Any pointers would be appreciated.

lleachii · July 2, 2019, 7:29pm

Are you sure you opened the firewall on the SSH server itself?

The port forward rule for SSH is OK.

chw22 · July 2, 2019, 7:49pm

Yes, I did.

I've also tried HTTP on port 80 and port 8081, same thing unfortunately.
Also tried other clients, but to no avail.

jow · July 2, 2019, 7:56pm

Make sure that 192.168.1.2 is using 192.168.1.1 as default gateway.

chw22 · July 2, 2019, 7:58pm

It does, WireGuard would not work otherwise.

jow · July 2, 2019, 8:01pm

Run iptables -t nat -nxvL | grep 19900 to see whether the DNAT rule was hit at all.

lleachii · July 2, 2019, 8:20pm

Incorrect, Wireguard is on your router.

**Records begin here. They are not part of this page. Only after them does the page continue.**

PR #822, opened 2026-09-10
wireguard: derive the client MTU from the path, add a gateway mtu knob

### LINKED ISSUE #790: wg-over-tailscale: gateway sendmmsg EMSGSIZE black-holes transfers over ~16KiB, with no MTU lever
## Problem

With a gateway reached over Tailscale, every transfer through the tunnel runs at roughly 0.6–1.5 KB/s and any response larger than about 16KiB never completes. Small requests succeed, so the deployment looks healthy until something tries to move real data.

The gateway logs this continuously while traffic flows:

```
ERROR: [wg] peer(...) - Failed to send data packets: write udp 0.0.0.0:51820: sendmmsg: message too long
```

`EMSGSIZE` here is WireGuard forming datagrams larger than the Tailscale path can carry: the Tailscale interface is MTU 1280, while wg's tun defaults to 1420. Every full-size packet is dropped at the socket, and nothing adapts.

## Measurements

Same URL, same client, with and without `clawpatrol run`. Both hosts are **unbrokered** (no endpoint declared, no credential injected), so neither the MITM path nor policy evaluation is involved:

| request | bytes | direct | through gateway |
| --- | --- | --- | --- |
| a JSON API response | 6,868 | 0.26s (26.7 KB/s) | 6.60s (1.0 KB/s) |
| a raw file over HTTPS | 3,807 | 0.23s (16.7 KB/s) | 5.91s (0.6 KB/s) |

A size sweep stalls at a fixed ceiling rather than degrading gradually. Three different objects stopped at ~15.59KB, and one JSON response stopped at exactly 16,384 bytes:

| object | bytes received | outcome |
| --- | --- | --- |
| 7.7KB thumbnail | 7,731 | completed in 4.9s |
| 20KB thumbnail | 20,449 | stalled at 20s timeout |
| larger thumbnails (x2) | 15,587 / 15,594 | stalled |
| 1.3MB file | 15,593 | stalled |
| JSON listing | 16,384 | stalled |

## Why the error rate is misleading

The `sendmmsg` errors arrive at a flat ~3.5/second regardless of what the traffic is doing — 36 errors across five small API calls versus 68 across twenty seconds of bulk download. That flatness reads as harmless background noise, which is how this went unnoticed through several rounds of functional testing. It is flat because it is paced by TCP retransmission backoff, not by transfer volume.

This is the same size-dependent black hole class described in #787, but on the IPv4 full-tunnel path with a WireGuard-over-Tailscale transport, and with the drop occurring on the gateway's own send path rather than on an unhandled ICMP signal.

## What we tried

- `MTU = 1200` in the client's `wg.conf` `[Interface]` — no effect. Per-process mode uses a userspace netstack rather than bringing up the kernel interface via `wg-quick`, so the file's MTU line appears not to be consulted.
- Searching the config schema for an MTU attribute: `mtu` is rejected in `gateway`, `gateway.wireguard`, `defaults` and `endpoint` blocks, and does not appear among the binary's HCL tags.
- Searching for an environment override: no `CLAWPATROL_*` variable exposes an MTU.
- Capping stored response bodies (`limits.body_storage`), in case audit persistence was the bottleneck — no change, which is what ruled that out.

So there appears to be no way to configure around this from the deployment side.

## Suggested directions

Any one of these would unblock it:

1. A configurable WireGuard MTU in the `gateway.wireguard` block, pushed to clients through the config channel so both ends agree.
2. Automatically clamping the tun MTU when the transport is tsnet/Tailscale, where 1280 is the known path MTU.
3. Honoring `wg.conf`'s `MTU` in per-process mode, so operators at least have a client-side lever.

Happy to test a patch or collect more data — the reproduction is reliable and takes seconds.

## Environment

- Claw Patrol 0.5.8
- Gateway: Linux x86_64, kernel 6.19, systemd unit, userspace WireGuard on udp/51820, reached over Tailscale
- Client: Linux, per-process mode (`clawpatrol run`), joined without `--whole-machine`
- Tailscale interface MTU 1280 on both ends; direct (non-relayed) path between them

piscisaureus:
Both ends of the WireGuard tunnel used a fixed 1420-byte MTU. When
the gateway is reached over Tailscale (a 1280-byte interface) every
full-size packet is dropped on the sender's socket with `sendmmsg:
message too long`, nothing adapts, and transfers over about 16 KiB
never complete while small requests keep working (#790, measured 57x
slower by the reporter).

* Linux daemon: derive the MTU the way `wg-quick` does, from the MTU
  of the interface the kernel routes the gateway endpoint through
  (`ip -o route get`), minus the 80 bytes of framing, clamped to
  [1000, 1420]. The value and its source are logged.
  `CLAWPATROL_WG_MTU` overrides.
* Gateway: new `wireguard { mtu = N }` attribute (default 1420, range
  1000 to 1500) for the gateway's own side, since it cannot know the
  path to each peer. Documented in configure-gateway.md with the
  Tailscale value of 1200 and the symptom to look for; config
  reference regenerated; example config annotated.
* The macOS extension keeps 1420; deriving there is a follow-up.

Verified: unit tests for the derivation, route parsing and override;
`GOOS=linux go vet`; example config validates. End-to-end check on a
Linux client against a Tailscale-reached gateway still to do.

Fixes #790


piscisaureus:
Converting to draft. A second review pass found that gVisor's IPv6 stack refuses a link MTU below 1280 (`header.IPv6MinimumMTU`), so the 1200 this PR derives for a Tailscale path would silently disable in-tunnel IPv6 (the fd77 address, `::/0`, and the fd78 DNS VIPs) on both the client stack and the gateway. Kernel WireGuard behaves the same way when `wg-quick` sets 1200, which is why the reporter's manual test worked for IPv4, but the userspace stacks here carry IPv6 traffic we want to keep.

The alternative worth testing is to let the kernel fragment the outer UDP datagram (`IP_PMTUDISC_DONT` on the WireGuard socket) instead of shrinking the inner MTU: no config knob, IPv6 intact, works for any narrow path. wireguard-go does not expose a socket-control hook, so that needs either a small fd-level setsockopt after the device is up or a vendored bind. Either way it needs a Linux client against a Tailscale-reached gateway to verify, which I don't have at hand right now. The `mtu` knob and the emit/dump/validation gaps from the review are on hold until that is settled.

piscisaureus:
Withdrawn in favour of the real fix. Testing on a Linux host showed the MTU is not the cause: wireguard-go's UDP GSO batches are refused by the kernel when a segment exceeds the route MTU, and wireguard-go only backs off on EIO. Sending one datagram per syscall after the first EMSGSIZE fixes it with no MTU change and no config knob; see the follow-up PR on #790.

Ensure that you have the proper gateway configured on the server.

chw22 · July 2, 2019, 9:40pm

Thanks, I will try that tomorrow.
For now I've swapped the OpenWrt box with a proprietary one to get forwarding to work.

chw22 · July 2, 2019, 9:42pm

Yes, WireGuard would work router to router, but I would not be able to access anything on the other side of the tunnel with my client unless the gateway was correctly configured, or am I mistaken?
But, I've checked again, and the default gateway is most definitely 192.168.1.1.

chw22 · July 3, 2019, 7:38pm

Well, this is a new and "interesting" development I could certainly live without:
I've swapped back to the OpenWrt Box just to find that DHCP on WAN stopped working.
There is no IP address assigned, so I don't even get an internet connection any more

Power cycling both the CPE and the OpenWrt Box did not change anything.
I tried resetting and reflashing OpenWrt, which, again, did nothing.
At this point I thought, that there is something wrong with my box, so I swapped again to another OpenWrt box I have.
Unfortunately the result is the same, not IP on WAN.

Strangely enough plugging any other client, like my Laptop, straight into the CPE works instantly, I get the external IP on the interface and the internet access works just fine.

Any ideas as to what might be going on here?

lleachii · July 3, 2019, 7:54pm

Your ISP is doing a MAC lockdown for X period of time?

chw22 · July 3, 2019, 8:19pm

Maybe, but why would the Laptop plugged straight into the CPE work?
It's a different MAC after all.

lleachii · July 3, 2019, 9:03pm

What MAC did you configure into the WAN Interface?

chw22 · July 3, 2019, 9:28pm

The default, I tried to change as little as possible.
As said above, the config is pretty much vanilla.

I guess I'm going to copy the WAN MAC of the proprietary router to the OpenWrt one next.
If that works, it confirms the lock down, if not, it's something else.